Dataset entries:
________

Issue #1612, opened 2018-05-20
import syntax improvements


vodik:
We've used to have three forms for importing:

```clj
(import foo)          ; import foo
(import [foo])        ; import foo
(import [foo [bar]])  ; from foo import bar
```

We've currently dropped the second form, but that leaves a weird inconsistency:

```clj
(import foo)          ; import foo
(import [foo [bar]])  ; from foo import bar
```

The inner list is no longer necessary. We're now free to change the syntax to be less nested:

```clj
(import foo)          ; import foo
(import [foo bar])    ; from foo import bar
```

And this is close to how Clojure does it (though with expressions instead of lists):

```clj
(import (java.util Date Calendar)
        (java.net URI ServerSocket)
        java.sql.DriverManager)
```

gilch:
If you drop the inner list like that, I think we should switch to `()` like Clojure. Semantically, `()` means the head is special, and it's highlighted as such, while the tail has the arguments, while `[]` means either the elements are equal status or it contains assignment pairs. I think we used nested `[]` before because this assignment hint holds for many of Hy's forms, with `setv` as a notable exception. But what's weird about import is the assignment targets are on the right, which breaks the `[]` pattern anyway.

gilch:
We should also make `require` consistent with `import` if we change it.

Kodiologist:
Fortunately, that's easy now that `import` and `require` are parsed with the same code.

gilch:
Clojure's approach could perhaps be simplified further, like
```
(import
  bacon
  (foo.bar
    (baz quux norlf)
    spam
    eggs))
```
Which would be like
```
import bacon
from foo.bar.baz import quux, norlf
from foo.bar import spam, eggs
```
So an expression sets the prefix for all of its children.

But this potentially breaks the "preferably only one obvious way to do it" rule, since you can now use either a `.` or a new expression.
```
(import
  bacon
  (foo
    (bar
      (baz quux norlf)
      spam
      eggs)))
```
Removing the `.` separator is an option. We could even nest in more `()` to replace the `.` prefix for relative imports. But for common, simple cases, it gets ugly.
```
;; from .foo.bar.baz import quux
(import [.foo.bar.baz [quux]])  ; old way
(import (.foo.bar.baz quux))  ; proposed
(import ((foo (bar (baz quux)))))  ; no dots. How bad?
```
Maybe it's not worth the trouble. It's not to hard to build macros on top of special forms though.

gilch:
[...]

PR #1614, opened 2018-05-21
Simplify import statements

vodik:
Removes an unnecessary level of indentation, and changes them from using lists to expressions. See for details #1612

Nice work with the pattern matching compiler, its really easy to make the change.

### DIFF
--- a/docs/language/api.rst
+++ b/docs/language/api.rst
@@ -152,7 +152,7 @@ point per form via the name instead of always the first or last argument.
   'Sir Joseph Cooke Verco'
 
   ;; more convoluted example to load web page and retrieve data from it
-  => (import [urllib.request [urlopen]])
+  => (import urllib.request [urlopen])
   => (as-> (urlopen "http://docs.hylang.org/en/stable/") it
   ...      (.read it)
   ...      (.decode it "utf-8")
@@ -1100,12 +1100,12 @@ that ``import`` can be used.
     ;; Import from a module
     ;;
     ;; Python: from os.path import exists, isdir, isfile
-    (import [os.path [exists isdir isfile]])
+    (import os.path [exists isdir isfile])
 
     ;; Import with an alias
     ;;
     ;; Python: import sys as systest
-    (import [sys :as systest])
+    (import sys :as systest)
 
     ;; You can list as many imports as you like of different types.
     ;;
@@ -1113,16 +1113,16 @@ that ``import`` can be used.
     ;; from tests.resources import kwtest, function_with_a_dash
     ;; from os.path import exists, isdir as is_dir, isfile as is_file
     ;; import sys as systest
-    (import [tests.resources [kwtest function-with-a-dash]]
-            [os.path [exists
-                      isdir :as dir?
-                      isfile :as file?]]
-            [sys :as systest])
+    (import tests.resources [kwtest function-with-a-dash])
+            os.path [exists
+                     isdir :as dir?
+                     isfile :as file?]
+            sys :as systest)
 
     ;; Import all module functions into current namespace
     ;;
     ;; Python: from sys import *
-    (import [sys [*]])
+    (import sys [*])
 
 
 fn
@@ -1349,16 +1349,16 @@ The following are all equivalent ways to call a macro named ``foo`` in the modul
     (require mymodule)
     (mymodule.foo 1)
 
-    (require [mymodule :as M])
+    (require mymodule :as M)
     (M.foo 1)
 
-    (require [mymodule [foo]])
+    (require mymodule [foo])
     (foo 1)
 
-    (require [mymodule [*]])
+    (require mymodule [*])
     (foo 1)
 
-    (require [mymodule [foo :as bar]])
+    (require mymodule [foo :as bar])
     (bar 1)
 
 Macros that call macros
@@ -1381,7 +1381,7 @@ And then, in your main program, you write:
 
 .. code-block:: clj
 
-    (require [mymodule [foo]])
+    (require mymodule [foo])
 
     (print (mymodule.foo 3))
 
@@ -1389,8 +1389,8 @@ Running this raises ``NameError: name 'repexpr' is not defined``, even though
 writing ``(print (foo 3))`` in ``mymodule`` works fine. The trouble is that your
 main program doesn't have the macro ``repexpr`` available, since it wasn't
 imported (and imported under exactly that name, as opposed to a qualified name).
-You could do ``(require [mymodule [*]])`` or ``(require [mymodule [foo
-repexpr]])``, but a less error-prone approach is to change the definition of
+You could do ``(require mymodule [*])`` or ``(require mymodule [foo
+repexpr])``, but a less error-prone approach is to change the definition of
 ``foo`` to require whatever sub-macros it needs:
 
 .. code-block:: clj
@@ -1400,8 +1400,8 @@ repexpr]])``, but a less error-prone approach is to change the definition of
         (require mymodule)
         (mymodule.repexpr ~n (input "Gimme some input: "))))
 
-It's wise to use ``(require mymodule)`` here rather than ``(require [mymodule
-[repexpr]])`` to avoid accidentally shadowing a function named ``repexpr`` in
+It's wise to use ``(require mymodule)`` here rather than ``(require mymodule
+[repexpr])`` to avoid accidentally shadowing a function named ``repexpr`` in
 the main program.
 
 Qualified macro names
--- a/NEWS.rst
+++ b/NEWS.rst
@@ -35,7 +35,12 @@ Other Breaking Changes
   made into its own object type.
 * `HySymbol` no longer inherits from `HyString`.
 * `(except)` is no longer allowed. Use `(except [])` instead.
-* `(import [foo])` is no longer allowed. Use `(import foo)` instead.
+* The `import` and `require` expressions have been reworked. They now takes
+  arguments as expressions instead of lists
+
+  * `(import [foo])` is no longer allowed. Use `(import foo)` instead.
+  * `(import [foo :as bar])` is no longer allowed. Use `(import foo :as bar)`.
+  * `(import [foo [bar]])` is no longer allowed. Use `(import foo [bar])`.
 
 New Features
 ------------------------------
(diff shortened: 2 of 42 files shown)


Kodiologist:
Thanks!

I think we should stick with square brackets. Special forms tend to use parentheses only for inner elements that look like special forms themselves, such as `(except …)` and `(else …)`. Otherwise, they use square brackets for grouping.

Also, are you sure that `(import foo :as bar)` is better than `(import [foo :as bar])`? With the former syntax, related elements among the arguments of `import` are no longer grouped.

vodik:
> I think we should stick with square brackets. 

No strong opinion either way. I'll wait till we have consensus before spending the effort fixing that up.

> Also, are you sure that `(import foo :as bar)` is better than `(import [foo :as bar])`? With `(import foo :as bar)`, related elements among the arguments of import are no longer grouped.

I was a little skeptical of the change at first, but I do think its an improvement. Your concern is fair, but it just took a little but of use to learn how to read it quickly, and most of the issues here can be addressed with style guidelines.

Here's where I see there's an issue with writing `(import foo :as bar)` is that we introduce two different internal inconsistencies with the syntax:

- We write `(import [foo :as bar])`
- And we write `(import [foo bar :as baz])`
- We don't write `(import [foo [bar :as baz]])`

We either should put them in on both cases or in neither case (leaning towards neither).

The other important thing to note is that if we force someone to write `(import [foo :as bar])`, they might not understand what's going on behind the scene and assume that something like `(import [foo :as bar baz])` will work to effectively be `import foo as bar; from foo import baz`, but that won't work. By removing those inter braces, its no longer possible to make that mistake.

As for reading it:

I think its a matter of style. Doing this kind of convention is actually pretty clear imho.

```clj
(import (os.path exists
                 isdir :as dir?
                 isfile :as file?)
        sys :as systest
        re)
```

Kodiologist:
Okay, we can lose the extra brackets for `:as`.

gilch:
> Special forms tend to use parentheses only for inner elements that look like special forms themselves

That's not really true of macros though, even in Hy. To the end-user, the distinction is kind of fuzzy. And Clojure has special forms that break this "rule" (even though `import` is a macro in Clojure), like `letfn`.

Kodiologist:
> That's not really true of macros though, even in Hy. To the end-user, the distinction is kind of fuzzy.

You mean we have core macros that use parentheses for grouping? We should probably fix that. Although, most macros that expect groups won't distinguish between square brackets and parents; you need some code to check for that explicitly. Unless you're using model patterns, but that's not a thing yet.

gilch:
`->`, `->>`, `as->`, and `doto` all use `()` grouping. Like this new `import`, and unlike `try`, the possible expression heads are not drawn from a fixed set of pseudo-"special forms".

gilch:
Argh, OK, think about [how this gets _indented_](http://p.hagelb.org/import-indent.html),
```clj
;; brackets imply that all entries should be indented as peers:
  (:import [java.io File]
           [org.apache.maven.artifact.ant
            Authentication DependenciesTask RemoteRepository]))

;; while parens imply that the first element is special and only the
;; ones after it should be indented as peers:
  (:import (java.io File)
           (org.apache.maven.artifact.ant Authentication DependenciesTask
                                          RemoteRepository)))

Generated by Phil Hagelberg using scpaste at Wed Nov 24 20:58:39 2010. PST. (raw)
```
The head is _special_, not a peer. If we drop the nested brackets, we need to change the remaining outer level to parentheses.

Kodiologist:
We already disagree how to indent Lisp, so I'm not sure what rhetorical strategy you were aiming for there.

But, I will admit that parens do suggest more than square brackets that the head is special and not a peer. I can only reply that the rule that a parenthesized expression is like a function call (it's a special form, or it's a macro call, or it becomes one of these things, or the like), whereas brackets are used for everything else, seems more salient to me.

However! I think I like your original proposal, #851, best. If we're going to break the world to remove unnecessary punctuation from `import` and `require`, we might as go the whole way. The two guys who seemed opposed to that are no longer active on Hy. @vodik, what do you think of it?

gilch:
> We already disagree how to indent Lisp

You refuse to learn the standard and won't let your editor do it for you either, you mean. Maybe you enjoy counting brackets. As a meditative exercise. Or maybe you feel the need to write code no-one else can read. For job security.

> However! I think I like your original proposal, #851, best.

My proposed syntax from #851, which drops the outer brackets instead of the inner ones. The new pattern matching compiler should be able to parse it just as easily.
```clj
(import os.path [isdir :as dir?
                 isfile :as file?
                 exists]
        sys :as systest
        re)
```
This version does need the square brackets to indent properly, not parentheses. It also means that as you type, you don't have to even think about the brackets until you need them. With the status quo syntax, I'm frequently frustrated when typing imports at the repl because I have to back up and insert more brackets. I think it's slightly nicer that @vodik's current proposal in that regard, but the current proposal is closer to Clojure's `import` macro, so there's that.

Kodiologist:
> You refuse to learn the standard and won't let your editor do it for you either, you mean. Maybe you enjoy counting brackets. As a meditative exercise. Or maybe you feel the need to write code no-one else can read. For job security.

I don't accuse you of indenting code in the way you like for some stupid or nefarious purpose, so please don't do that to me. It's evident (from when you threatened a "hostile fork", from when you unilaterally closed one of my PRs an hour after I'd opened it, and from this) that indentation is a sensitive matter for you. I don't know why that is, but it's not appropriate to take it out on me or anybody else.

gilch:
> it's not appropriate to take it out on me

Stop playing the victim, Kodi. Real talk. I can understand your initial mistakes borne of ignorance, but your continued refusal to format your code in a readable way demonstrates that you don't care about wasting our time if it saves you a little. Your hostility toward the rest of the team deserves a response in kind, because you won't care unless someone makes you, by calling you on it. Spinning your personal laziness as a disagreement with me personally was pure spite. Enough of this.

kirbyfan64:
Okay, okay, I think we've all had our fun, but just to be clear: indentation is purely, at the end of the day, nothing other than opinion, and I wouldn't consider it something worth seriously debating outside of academic circles.  At minimum, it's not worth accusations that will likely be forgetting by next week.

kirbyfan64:
We seem to have agreed that #851 is the nicest syntax. Does anyone else (at least, anyone who's actually working on Hy right now) want to object?

paultag:
> Stop playing the victim, Kodi. Real talk. I can understand your initial mistakes borne of ignorance, but your continued refusal to format your code in a readable way demonstrates that you don't care about wasting our time if it saves you a little. Your hostility toward the rest of the team deserves a response in kind, because you won't care unless someone makes you, by calling you on it. Spinning your personal laziness as a disagreement with me personally was pure spite. Enough of this.

@gilch I understand there's some amount of disagreement here, and I'll admit that I'm not super active these days, but shit like this is so completely out of line.

I understand you perceive there to be a lot of hostility, and I understand you know that this behavior is unacceptable and used it to try to make a point, but it's 100% not OK. We're all here to work *together* on something fun. I don't understand why we're at each other's necks.

I don't care about who started what or who disagrees about what, but no one should be writing crap like that about **indentation**. Readability is important, but getting personal is beyond rational.

Let's make sure that this doesn't happen again, I'm incredibly *incredibly* sad to read conversations like this in PRs and discussions.

As a community, we've never had to take any steps beyond reminders like this to fix behavior, so I'm fairly confident that we can cut this out without any extra actions needing to be taken.

That being said, I'm going to start keeping an eye on comments on all PRs for a while, I'm really unhappy to read this.

Kodiologist:
Well said, guys.

> We seem to have agreed that #851 is the nicest syntax. Does anyone else (at least, anyone who's actually working on Hy right now) want to object?

It looks like we're all cool with it. My guess is that Simon would have no objection, but he just hasn't had the chance to return to this PR. Maybe I'll pick it up myself if he doesn't.

vodik:
:+1: on looking nice.

vodik:
Done.

My only concern with the new syntax, after playing with it, is that maybe this is a little visually ambiguous if the `import` causes a particular name to be imported or not:

```clj
(import sys           ; imports sys
        sys [stdin])  ; imports stdin, not sys - the second expression changes the meaning of the first one
```

And while I can live with it (so I don't protest *too* hard but I am officially voting for my original syntax), my previous iteration I think was immune to this problem. And I think its mostly a style issue anyways, as its only really weird when presented like this: `(import sys sys [stdin])` - the double `sys` might throw newbies off in this form.

Kodiologist:
Presumably you would write it in one line as

    (import sys  sys [stdin])

or so, using double spaces to separate pairs.

gilch:
How about dropping the space for the one-line version `(import sys sys[stdin])` as a matter of style? This is similar to the dict lookups with the dot dsl. `(. spam['eggs'])`, which also look a little more like Python without the space. It even looks OK for multiple from imports if you think of it as a tuple lookup in the module dict like,
`(import sys sys[stdin stdout stderr])`, especially if we do #1481.

I already approved the first version that dropped the inner brackets (but only because it used `()` for the outer brackets), but I'd approve my original proposal from #851 too.

Kodiologist:
> How about dropping the space for the one-line version `(import sys sys[stdin])` as a matter of style?

That makes sense, too.

> I'd approve my original proposal from #851 too.

That's what Simon has done now, right?

docs/language/api.rst
```diff
@@ -1100,29 +1100,29 @@ that ``import`` can be used.
...
     ;; import sys as systest
-    (import [tests.resources [kwtest function-with-a-dash]]
-            [os.path [exists
-                      isdir :as dir?
-                      isfile :as file?]]
-            [sys :as systest])
+    (import tests.resources [kwtest function-with-a-dash])
+            (os.path exists
+                     isdir :as dir?
+                     isfile :as file?)
```
Kodiologist: I think you missed some parentheses here.

Kodiologist:
@vodik, could you rebase onto the new master?

vodik:
@gilch like it. Okay, I'll do another pass where we make all the imports have a consistent style then, if we agree on this.

Kodiologist:
Looks like you hit an internal PyPy bug! Nice.

kirbyfan64:
Might be a random issue... Out of curiosity, I'll try restarting it just to see.

Kodiologist:
@vodik, how are we doing here?

Kodiologist:
I'm closing this because of the lack of follow-up. Please reopen if you want to pick this up again.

________

### GOAL OF THE EXERCISE
Write only the number of lines in the entries that contain the word "request".

### WRITTEN SOLUTION
2